Imagine that if any mosquito bites you, it must die a few hours later, poisoned by the same blood it sucked.
That is an exciting possibility, that has already been proven in parts of Kenya.
When people take tablets of Ivermectin, a common drug used to treat head lice and elephantiasis, their blood becomes poisonous to mosquitoes for at least 28 days.
About 96 per cent of insects die after the bite and cannot bite another person to transmit malaria.
What is not clear is whether this is an effective way to control malaria in a larger community.
To test this, scientists from the Kemri-Wellcome Trust will administer the drug to about 32,000 people in selected areas of Msambweni and Lungalunga subcounties in Kwale county. The exercise begins on Tuesday, October 3.
The participants were assigned to two arms, with one arm receiving Ivermectin, the trial drug, and the control group receiving albendazole, a medication used to treat certain tapeworm infections.
The two principal investigators in the study, Dr Marta Maia and Dr Joseph Mwangangi, said they will assess the safety of using ivermectin, and the efficacy of this strategy to reduce malaria transmission.

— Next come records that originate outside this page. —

PR #3873, opened 2022-08-22
Update post-commit command

lszomoru:


alexr00 (approved):
Discussed with Lad:
- Description is shown when there's enough space
- Title is shown when space is limited.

“Our aim is to improve the tools we have for malaria control and what better way than to explore an affordable and accessible drug like ivermectin, which has a well-established safety profile,” Dr Mwangangi said.
The exercise is a project of the Broad One Health Endectocide-based Malaria Intervention in Africa (Bohemia) but implemented by the Kemri-Wellcome Trust.
The project aims to evaluate the effectiveness of Ivermectin as a novel and complementary strategy to reduce malaria transmission by reducing mosquito populations.
The Kenyan trial is the second as part of similar studies funded by Unitaid and led by the Barcelona Institute of Global Health (ISGlobal), Wellcome Trust said in a statement.
The second study is being implemented in Mozambique.
The Kilifi-based Trust said although bed nets remain the principal prevention method, mosquitoes are adapting and becoming resistant to insecticides.
In addition, mosquitos have changed their behaviours to bite at times when people are not under their bed nets and are also feeding on animals. This has resulted in the need for scientists to look for novel tools to complement bed nets in the fight against malaria.
“Administering Ivermectin to as many people as possible at the same time in a community might be a new way to control malaria transmission. With Bohemia, we are trying to generate evidence for this strategy,” Dr Maia, the co-principal investigator, said.
Multiple studies conducted since 2010, including one in Kisumu, show that malaria-carrying mosquitoes die after feeding on individuals who have ingested the drug, Ivermectin.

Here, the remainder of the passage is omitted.